Issue #328, opened 2020-06-13
Get bounding box information within Lorra model


Ra0k:
## ❓ Questions and Help

I am wondering if it is possible to get the bounding box information within the Lorra model (mmf/models/lorra.py) for both the image regions and the words. I would like to use the positions to develop a new model. If it is not possible, how should I proceed? Should I override the _process_feature_embedding_ method? Sorry, it is not crystal clear for me, how could I get the bounding box information exactly. 

Best regards,
David

apsdehal:
You can enable `return_features_info: true` to get bounding box features. Similarly check other options here: https://github.com/facebookresearch/mmf/blob/master/projects/m4c/configs/textvqa/defaults.yaml#L60

You can check which keys you have in the sample list using `sample_list.keys()` method.

Ra0k:
So far so good. I got access to "ocr_bbox_coordinates" once I got the dataloader fixed. I will make a pull request for that. On the other hand, the bounding box information for the image feats are still missing.

apsdehal:
Did you enable `return_features_info` to True, if you did and you should get it in the key "image_info_0".

Ra0k:
I used `sample_list.image_info_0.keys()` to print the keys and it gave me only the max features:
odict_keys(['max_features']). 

This is my config I added to the default one:
```
dataset_config:
  textvqa:
    use_ocr: true
    use_order_vectors: true
    return_features_info: true
    use_ocr_info: true
```

Ra0k:
@apsdehal, is it possible that the _use_order_vectors_ is overwritten somewhere on my end?

apsdehal:
Apologies for late reply @Ra0k. Let me have a look at my end and see what is the issue.

apsdehal:
I tested this and it seems like the lmdb doesn't have the information you need. I probably need to update the lmdb, looking into that now.

Ra0k:
@apsdehal thank you very much!

apsdehal:
@Ra0k Apologies for a late resolution on this one as it required extensive testing on our end as well as retraining of M4C model's best version. The PR #375 is now up and should be ready for your use.

Ra0k:
@apsdehal thank you very much for your help! 
However, in my end, I still can't access anything else but "max_features" within "image_info_0".
(I deleted the cache)

apsdehal:
Reinvestigating. I will reach back soon.

ronghanghu:
[...]

PR #335, opened 2020-06-16
[fix] Naming of OCR bounding box positions in utils/dataset level

Ra0k:
Related issue: #328

I ran into an error when I extended the default config file (mmf/projects/lorra/configs/textvqa/defaults.yaml) by the following properties:

```
dataset_config:
  textvqa:
    use_ocr: true
    use_order_vectors: true
    return_features_info: true
    use_ocr_info: true
```

The corresponding command:
```
python mmf/mmf_cli/run.py config=mmf/projects/lorra/configs/textvqa/defaults.yaml \
    datasets=textvqa \
    model=lorra \
    run_type=train_val
```

The solution aims to fix the naming issue.

### DIFF
--- a/mmf/utils/dataset.py
+++ b/mmf/utils/dataset.py
@@ -20,8 +20,8 @@ def build_bbox_tensors(infos, max_length):
 
     for idx, info in enumerate(infos):
         bbox = info["bounding_box"]
-        x = bbox["topLeftX"]
-        y = bbox["topLeftY"]
+        x = bbox.get("top_left_x", bbox["topLeftX"])
+        y = bbox.get("top_left_y", bbox["topLeftY"])
         width = bbox["width"]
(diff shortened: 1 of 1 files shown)


mmf/utils/dataset.py
```diff
@@ -20,8 +20,8 @@ def build_bbox_tensors(infos, max_length):
 
     for idx, info in enumerate(infos):
         bbox = info["bounding_box"]
-        x = bbox["top_left_x"]
```
apsdehal, line 23: I think this is due to older textvqa imdbs. Let's keep the backwards compatibility by changing this and the line below to:
```py
x = bbox.get("top_left_x", bbox["topLeftX"])
y = bbox.get("top_left_y", bbox["topLeftY"])
```

PR #1142, opened 2021-08-03
Implement `FOR ... IN ...`

vladaionescu:
Part of https://github.com/earthly/earthly/issues/779

### DIFF
--- a/examples/tests/for.earth
+++ b/examples/tests/for.earth
@@ -1,0 +1,69 @@
+FROM alpine:3.13
+
+WORKDIR /test
+
+all:
+    BUILD +test-for-ls
+    BUILD +test-for-comma
+    BUILD +test-for-comma-colon
+    BUILD +test-for-constant
+    # TODO @# how to test parallelizability?
+    # @#
+    #BUILD +test-for-ls-locally
+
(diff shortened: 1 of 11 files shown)


dchw (approved):
LGTM. Wonder if we can use the SetArg stuff to also help overriding/re-setting build args?

examples/tests/for.earth
```diff
@@ -0,0 +1,80 @@
...
+        RUN echo "variable=$variable"
+        RUN echo "$variable" >>./output.txt
+    END
+    RUN cat ./output.txt
+    RUN cat ./output.txt | tr '\n' ' '
+    RUN test "$(cat ./output.txt | tr '\n' ' ')" = "a b c d "
+
+test-for-comma:
+    RUN echo "foo,bar:buz:zub,oof" >./input.txt
+    FOR --sep="," what IN $(cat ./input.txt)
```
dchw, line 30: Nervous that this turns into IFS someday

vladaionescu:
> Wonder if we can use the SetArg stuff to also help overriding/re-setting build args?

Yes, it should. We just need to think about the semantics carefully.

PR #1143, opened 2021-08-03
Redirects updates

dchw:


vladaionescu (approved):

dchw:
There are many more redirects now, requesting a re-review.

Here are all the problematic URLs in case you want to sample or explore:

vladaionescu (approved):

PR #1145, opened 2021-08-04
Ensure mirror is user for CI by removing service account direct login

dchw:
I have also manually logged out on each of the macOS/Windows build agents; and kept the mirror login. The thought is that we can't get rate limited if we never log in :thinking: 

I plan to abuse and re-run these over and over to see if I can force rate limiting.


dchw:
This took _way_ more lifting than expected, and I found some interesting edge cases. Might be worth turning these into some issues to clean up later.

vladaionescu (approved):

PR #1147, opened 2021-08-06
Docs for FOR and for --use-copy-include-patterns

vladaionescu:
Part of #779

### DIFF
--- a/docs/earthfile/earthfile.md
+++ b/docs/earthfile/earthfile.md
@@ -950,7 +950,7 @@ ELSE
 END
 ```
 
-The reason this is invalid is because the `IF` condition is actually running the `/usr/bin/[` executable to test if the condition is true or false, and therefore requires a valid build environment has been initialized.
+The reason this is invalid is because the `IF` condition is actually running the `/usr/bin/[` executable to test if the condition is true or false, and therefore requires that a valid build environment has been initialized.
 
 Here is how this might be fixed.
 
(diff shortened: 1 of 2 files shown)


docs/earthfile/earthfile.md
```diff
@@ -994,6 +994,83 @@ Same as [`RUN --mount <mount-spec>`](#mount-less-than-mount-spec-greater-than).
...
+  FOR [<options>...] <variable-name> IN <expression>
+    <for-block>
+  END
+  ```
+
+#### Description
+
+The `FOR` clause can iterate over the items resulting from the expression `<expression>`. On each iteration, the value of `<variable-name>` is set to the current item in the iteration and the block of commands `<for-block>` is executed in the context of that variable set as a build arg.
+
+The expression may be either a constant list of items (e.g. `foo bar buz`), or the output of a command (e.g. `$(echo foo bar buz)`), or a paramterized list of items (e.g. `foo $BARBUZ`). The result of the expression is then tokenized using the list of separators provided via the `--sep` option. If unspecified, the separator list defaults to `[tab]`, `[new line]` and `[space]` (`\t\n `).
```
dchw, line 1023:
```suggestion
The expression may be either a constant list of items (e.g. `foo bar buz`), or the output of a command (e.g. `$(echo foo bar buz)`), or a parameterized list of items (e.g. `foo $BARBUZ`). The result of the expression is then tokenized using the list of separators provided via the `--sep` option. If unspecified, the separator list defaults to `[tab]`, `[new line]` and `[space]` (`\t\n `).
```

docs/earthfile/earthfile.md
```diff
@@ -994,6 +994,83 @@ Same as [`RUN --mount <mount-spec>`](#mount-less-than-mount-spec-greater-than).
...
+
+{% hint style='danger' %}
+##### Important
+Changes to the filesystem in expressions are not preserved. If a file is created as part of a `FOR` expression, then that file will not be present in the build environment for any subsequent commands.
+{% endhint %}
```
dchw, line 1028: Made me think (and I did not test)... did we (and should we) block `RUN --interactive` in a `FOR` loop?

dchw (approved):

docs/earthfile/earthfile.md
vladaionescu: Ah right... good idea.

vladaionescu: Or maybe there are valid use-cases for it. Like the user making a series of decisions about something. Like a series of yes/no questions.

vladaionescu: I just tested this and it errors out with a reasonable message:

```
Error: build target: build main: bkClient.Build: failed to solve: w/Earthfile line 8:4 unset i: If present, a single --interactive command must be the last command in a target
in              github.com/earthly/earthly/w:main+test
```

PR #1150, opened 2021-08-06
Add login so we can push examples on merge to main

dchw:
On pushing to main, we run a `--push`, which requires the service account to be logged in. Add back the login in just these two cases.


vladaionescu (approved):

vladaionescu:
Note that push is disabled in PR builds. So it needs to be merged to really test that.

Issue #938, opened 2021-04-20
Under LOCALLY commands from different targets should not alternate


vladaionescu:
Reasons:
* Easier to follow the output
* Less likely that the targets conflict with each other in ways that make the build inconsistent

Part of #580 

CC @alexcb

Issue #580, opened 2020-12-04
Proposal: LOCALLY


vladaionescu:
This proposal builds upon a previous (now abandoned) version described in https://github.com/earthly/earthly/issues/167

## Background

Not everything a build system does is suitable for a container. There are certain tasks which are either too cumbersome for a container or Earthly just doesn't support them yet and may never will, for build repeatability reasons.

Because of the above, many Earthly users end up wrapping Earthly in other scripts (bash or Makefile) to be able to complete their development workflow.

### Use-cases

* In general, wrap common development commands that can only run on the host
* docker-compose up commands
* Watch type of commands, where mounting the source code is necessary - so it’s best done via a docker run
* Commands interacting with local config / secrets - example: grabbing local AWS config or grabbing the local maven credentials
* Situations where using the host docker daemon is necessary / preferred

## Proposal

An "escape hatch" is provided to be able to execute commands on the host system rather than in a container. Targets that execute on the host are marked as `FROM LOCAL`.

The intended use of `FROM LOCAL` is for **development commands only** and not for use in CI. To make this distinction for the user, a new *strict* mode is introduced (default: off) in which `FROM LOCAL` commands are not allowed. A warning is displayed for cases where strict mode is off but the build includes `FROM LOCAL`.

### Example

```Dockerfile
some-target:
  FROM LOCAL
  RUN docker-compose up
```

### Notes

* Executes commands directly on the host machine
* The current directory used is the directory in which the Earthfile is defined (not the directory it is called from)
* If the `FROM LOCAL` target is a remote target (referenced from github), then the current directory used is a directory under `~/.earthly/tmp/<unique-id>/github.com/bla/bla/deep/dir`, where the remote git dir is cloned into.
* No caching, no layers, no `SAVE IMAGE`
* `SAVE ARTIFACT` can be used to expose files to regular targets. Regular (containerized) targets can reference the artifact in the usual way - this results in builds that partly execute on the host, and partly in containers.
* Ordering of commands are guaranteed - eg `BUILD +one` and `BUILD +two` on consecutive lines, will build and output sequentially, guaranteed
* `COPY`, `LABEL`, `CMD`, `ENTRYPOINT` don’t work in this context (we throw an error)
* Because `FROM LOCAL` targets interact with the local system, perhaps we turn off any parallelization when executing these. (More reason for the user to avoid these for anything heavy-duty)
[...]

PR #1151, opened 2021-08-06
Refactor implementation of the various RUN flavors

vladaionescu:
* Unify all implementations of run into a single big, general function
* Ensures `LOCALLY` commands run sequentially (Fixes https://github.com/earthly/earthly/issues/938, part of https://github.com/earthly/earthly/issues/580)
* Removes support for `RUN --push` under `LOCALLY`


dchw (approved):
Hard to follow the diffs! BUt I like pushing it all into `internalRun` more or less to keep behavior consistent.

I feel like we should get some unit tests around this function going forward.

alexcb (approved):

earthfile2llb/converter.go
```diff
@@ -1517,21 +1439,43 @@ func (c *Converter) internalRun(ctx context.Context, args, secretKeyValues []str
...
 }
 
+func (c *Converter) forceExecution(ctx context.Context, state pllb.State) error {
+	ref, err := llbutil.StateToRef(ctx, c.opt.GwClient, state, c.opt.Platform, c.opt.CacheImports.AsMap())
+	if err != nil {
+		return errors.Wrap(err, "run locally state to ref")
+	}
+	// We're not really interested in reading the dir - we just
+	// want to un-lazy the ref so that the local commands have executed.
+	_, err = ref.ReadDir(ctx, gwclient.ReadDirRequest{Path: "/"})
```
alexcb, line 1472: nice hack :)

PR #1157, opened 2021-08-11
enable use-copy-include-patterns in ci and ./earthly

alexcb:
feature flip --use-copy-include-patterns in ci and ./earthly script.


vladaionescu (approved):

vladaionescu:
This needs a rebase from `main`?

vladaionescu:
It might be useful to also enable this in buildkite for windows & mac testing

alexcb:
That's a good plan, I wonder if we could define these flags in a single location and have both GHA and buildkite make use of them? I'll take a look and see if I can do that.

PR #1158, opened 2021-08-11
Add retries for server dial that fails sometime in unit tests

dchw:


debugger/server/server_test.go
```diff
@@ -24,11 +24,22 @@ func TestServer(t *testing.T) {
 
 	time.Sleep(10 * time.Millisecond)
 
-	// first open terminal
-	termConn, err := net.Dial("tcp", addr)
+	numRetries := 3
```
vladaionescu, line 27: Nit: Slightly more readable

```suggestion
	const numRetries = 3
```

vladaionescu (approved):

alexcb (approved):

PR #1163, opened 2021-08-13
test for sequential runs

alexcb:
This test is to ensure all LOCALLY blocks are executed sequentially.

### DIFF
--- a/examples/tests/Earthfile
+++ b/examples/tests/Earthfile
@@ -716,7 +716,7 @@ true-false-flag-invalid:
     RUN cat output3.txt | grep 'invalid argument for flag .*--no-cache.*expected bool'
 
 sequential-locally-test:
-    DO +RUN_EARTHLY --earthfile=sequential-locally.earth --use_tmpfs=false --target="+run-lots" --extra_args="--no-cache" --post_command="2>output.txt"
+    DO +RUN_EARTHLY --earthfile=sequential-locally.earth --use_tmpfs=false --target="+run-lots" --post_command="2>output.txt"
     RUN cat output.txt | grep -vw RUN | grep -vw char | grep -o '\(start\|mid\|end\).*' > output-filtered.txt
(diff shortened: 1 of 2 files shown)


examples/tests/sequential-locally.earth
```diff
@@ -0,0 +1,33 @@
...
+    RUN echo "mid $char"
+    RUN echo "mid $char"
+    RUN echo "mid $char"
+    RUN echo "mid $char"
+    RUN echo "mid $char"
+    RUN echo "mid $char"
+    RUN echo "mid $char"
+    RUN echo "mid $char"
+    RUN echo "mid $char"
+    RUN echo "end $char"
```
vladaionescu, line 25: LoL. That should do it.

examples/tests/Earthfile
```diff
@@ -714,6 +715,42 @@ true-false-flag-invalid:
     DO +RUN_EARTHLY --earthfile=true-false-flag-invalid.earth --should_fail=true --target=+run-maybe --post_command="2>output3.txt"
     RUN cat output3.txt | grep 'invalid argument for flag .*--no-cache.*expected bool'
 
+sequential-locally-test:
+    DO +RUN_EARTHLY --earthfile=sequential-locally.earth --use_tmpfs=false --target="+run-lots" --extra_args="--no-cache" --post_command="2>output.txt"
```
vladaionescu, line 719: `--no-cache` isn't really needed given that these are LOCALLY targets, right?

```suggestion
    DO +RUN_EARTHLY --earthfile=sequential-locally.earth --use_tmpfs=false --target="+run-lots" --post_command="2>output.txt"
```

vladaionescu (approved):

examples/tests/Earthfile
alexcb: good point, it won't have any effect as LOCALLY commands are never cached.

PR #1164, opened 2021-08-13
Prevent saving artifacts to parent directories

alexcb:
Currently if a user specifies

    SAVE ARTIFACT some-file AS LOCAL .

This error occurs:

    $ ./earthly ~/broken/save-dot+sd
      /h/a/b/save-dot+sd | --> FROM alpine
      /h/a/b/save-dot+sd | [██████████] resolve docker.io/library/alpine@sha256:eb3e4e175ba6d212ba1d6e04fc0782916c08e1c9d7b45892e9796141b1d379ae ... 100%
      /h/a/b/save-dot+sd | --> RUN ls -la > output
      /h/a/b/save-dot+sd | --> SAVE ARTIFACT output /home/alex/broken/save-dot+sd/output AS LOCAL .
                  output | [██████████] copying files ... 100%
    ================================ SUCCESS [main] ================================
    Error: build target: rm /home/alex/broken/save-dot: remove /home/alex/broken/save-dot: directory not empty

Instead the user most likely wanted to specify

    SAVE ARTIFACT some-file AS LOCAL ./

Either we should raise a more appropriate error (rather than attempt to
delete the current directory, which fortunately fails), or as this PR
suggests, we can just assume the user meant save "some-file" to the
current directory.

This makes it more consistent with the current
non-local SAVE ARTIFACT commands:

    SAVE ARTIFACT some-file .
    SAVE ARTIFACT some-file ./
    SAVE ARTIFACT some-file ./some-file

which are currently interpreted the same way.

### DIFF
--- a/earthfile2llb/interpreter.go
+++ b/earthfile2llb/interpreter.go
@@ -798,7 +798,7 @@ func (i *Interpreter) handleSaveArtifact(ctx context.Context, cmd spec.Command) 
 		return nil
 	}
 
-	err = i.converter.SaveArtifact(ctx, saveFrom, saveTo, saveAsLocalTo, opts.KeepTs, opts.KeepOwn, opts.IfExists, opts.SymlinkNoFollow, i.pushOnlyAllowed)
+	err = i.converter.SaveArtifact(ctx, saveFrom, saveTo, saveAsLocalTo, opts.KeepTs, opts.KeepOwn, opts.IfExists, opts.SymlinkNoFollow, opts.Force, i.pushOnlyAllowed)
 	if err != nil {
 		return i.wrapError(err, cmd.SourceLocation, "apply SAVE ARTIFACT")
 	}
--- a/earthfile2llb/converter.go
+++ b/earthfile2llb/converter.go
@@ -22,6 +22,7 @@ import (
 	"github.com/earthly/earthly/states"
 	"github.com/earthly/earthly/states/dedup"
 	"github.com/earthly/earthly/states/image"
+	"github.com/earthly/earthly/util/fileutil"
 	"github.com/earthly/earthly/util/gitutil"
 	"github.com/earthly/earthly/util/llbutil"
 	"github.com/earthly/earthly/util/llbutil/llbfactory"
@@ -69,6 +70,7 @@ const (
 
 // Converter turns earthly commands to buildkit LLB representation.
 type Converter struct {
+	target              domain.Target
 	gitMeta             *gitutil.GitMetadata
 	opt                 ConvertOpt
 	mts                 *states.MultiTarget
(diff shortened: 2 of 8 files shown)


earthfile2llb/interpreter.go
```diff
@@ -787,6 +787,10 @@ func (i *Interpreter) handleSaveArtifact(ctx context.Context, cmd spec.Command)
 	saveTo = i.expandArgs(saveTo, false)
 	saveAsLocalTo = i.expandArgs(saveAsLocalTo, false)
 
+	if saveAsLocalTo == "." {
+		saveAsLocalTo = "./"
+	}
```
vladaionescu, line 792: Mind moving this to the converter? Best to keep the interpreter as agnostic as possible.

vladaionescu (approved):

alexcb:
@vladaionescu We might want to iterate on this PR a bit more.

Should we prevent a user from saving to `..`? because here's a very scary situation where one could accidentally delete their parent directory:

consider this script, let's save it to `~/bin/scary.sh`

```
#!/bin/sh
set -e
rm -rf /tmp/scary
mkdir -p /tmp/scary/dot-dot
echo "FROM alpine
whoops:
    RUN mkdir mydir
    RUN echo whoops > mydir/myfile
    SAVE ARTIFACT mydir AS LOCAL ..
" > /tmp/scary/dot-dot/Earthfile

echo important > /tmp/scary/important-file

ls -la /tmp/scary/important-file

earthly /tmp/scary/dot-dot+whoops

ls -la /tmp/scary/important-file
```

now when we run it:

```
$ scary.sh
-rw-rw-r-- 1 alex alex 10 Aug 13 17:38 /tmp/scary/important-file     <--- my important file exists
   /t/s/dot-dot+base | --> FROM alpine
   /t/s/dot-dot+base | [██████████] resolve docker.io/library/alpine@sha256:eb3e4e175ba6d212ba1d6e04fc0782916c08e1c9d7b45892e9796141b1d379ae ... 100%
 /t/s/dot-dot+whoops | --> RUN mkdir mydir
 /t/s/dot-dot+whoops | --> RUN echo whoops > mydir/myfile
 /t/s/dot-dot+whoops | --> SAVE ARTIFACT mydir /tmp/scary/dot-dot+whoops/mydir AS LOCAL ..
              output | [██████████] copying files ... 100%
================================ SUCCESS [main] ================================
 /t/s/dot-dot+whoops | Artifact /tmp/scary/dot-dot+whoops/mydir as local ..
ls: cannot access '/tmp/scary/important-file': No such file or directory   <--- after earthly exits, my parent directory has been deleted
```

and now `/tmp/scary` contains:

```
$ ls /tmp/scary/
myfile
```

should we disallow a case where we're outputting somewhere above the current directory of the Earthfile? I would hate to think what would happen if someone saved to `SAVE ARTIFACT dir AS LOCAL /.`

vladaionescu:
Those are some really good points. Maybe we disallow dir artifacts outside of the Earthfile's dir. Earthly deletes the destination only for those.

alexcb:
Assuming an Earthfile under `/root/some/path`; this PR now causes a command like `SAVE ARTIFACT /data AS LOCAL /root` to fail.

and when the `--force` flag is added, e.g. `SAVE ARTIFACT --force /data AS LOCAL /root`, the command will succeed and overwrite the destination.

vladaionescu (approved):
💯

The reasoning makes sense

PR #1171, opened 2021-08-18
move github specific password-based https tests to selfhosted

alexcb:
move our password-based github specific tests to a containerized
self-hosted test which are run within earthly instead of a GHA-specific
test.
    

examples/tests/private-https/Earthfile
```diff
@@ -0,0 +1,77 @@
+FROM ..+base
+
+all:
+    BUILD +git-clone-private-https-set-by-args
+    BUILD +git-clone-private-https-set-by-config-command
+    BUILD +git-clone-private-https-set-by-config-file
+    BUILD +git-clone-private-https-set-by-netrc
+
+
+git-clone-private-https-base:
```
dchw, line 10: Maybe this target would be a cool UDC to share with the community?

dchw (approved):

examples/tests/private-https/Earthfile
alexcb: it's pretty hacky right now, but maybe we can get there eventually?

Maybe we could incorporate it into a blog post regarding these self-signed cert tests.

PR #1172, opened 2021-08-19
Add config option escape hatch for iptables detection

dchw:


buildkitd/entrypoint.sh
```diff
@@ -38,19 +31,51 @@ if [ "$EARTHLY_RESET_TMP_DIR" = "true" ]; then
...
+
+    if lsmod | grep -wq "^ip_tables"; then
+        echo "Detected iptables-legacy module"
+        IP_TABLES="iptables-legacy"
+
+    elif lsmod | grep -wq "^nf_tables"; then
+        echo "Detected iptables-nft module"
+        IP_TABLES="iptables-nft"
+    else
+        echo "Could not find an ip_tables module. Using heuristics."
```
alexcb, line 45: How about re-wording this to a single sentence:

```suggestion
        echo "Could not find an ip_tables module; falling back to heuristics."
```

that way it's less likely a user will misread it as `Could not find an ip_tables module using heuristics.`.

dchw: Sure. I question people missing punctuation though :P

buildkitd/entrypoint.sh
```diff
@@ -38,19 +31,51 @@ if [ "$EARTHLY_RESET_TMP_DIR" = "true" ]; then
...
+        echo "Detected iptables-legacy module"
+        IP_TABLES="iptables-legacy"
+
+    elif lsmod | grep -wq "^nf_tables"; then
+        echo "Detected iptables-nft module"
+        IP_TABLES="iptables-nft"
+    else
+        echo "Could not find an ip_tables module; falling back to heuristics."
+
+        legacylines=$(iptables-legacy -t nat -S --wait | wc -l | cut -d' ' -f1)
```
alexcb, line 47: is the `cut` really needed here; is there a case where `wc -l` outputs more than one result?
```suggestion
        legacylines=$(iptables-legacy -t nat -S --wait | wc -l)
```

dchw: `wc -l` returns a filename too. I wanted just the number of lines.

dchw: See my edit

alexcb (approved):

□ □ □ □ □

— Try it —
Which lines of the data include the word "opts"? Copy each one.

— Answer to this problem —
-	err = i.converter.SaveArtifact(ctx, saveFrom, saveTo, saveAsLocalTo, opts.KeepTs, opts.KeepOwn, opts.IfExists, opts.SymlinkNoFollow, i.pushOnlyAllowed)
+	err = i.converter.SaveArtifact(ctx, saveFrom, saveTo, saveAsLocalTo, opts.KeepTs, opts.KeepOwn, opts.IfExists, opts.SymlinkNoFollow, opts.Force, i.pushOnlyAllowed)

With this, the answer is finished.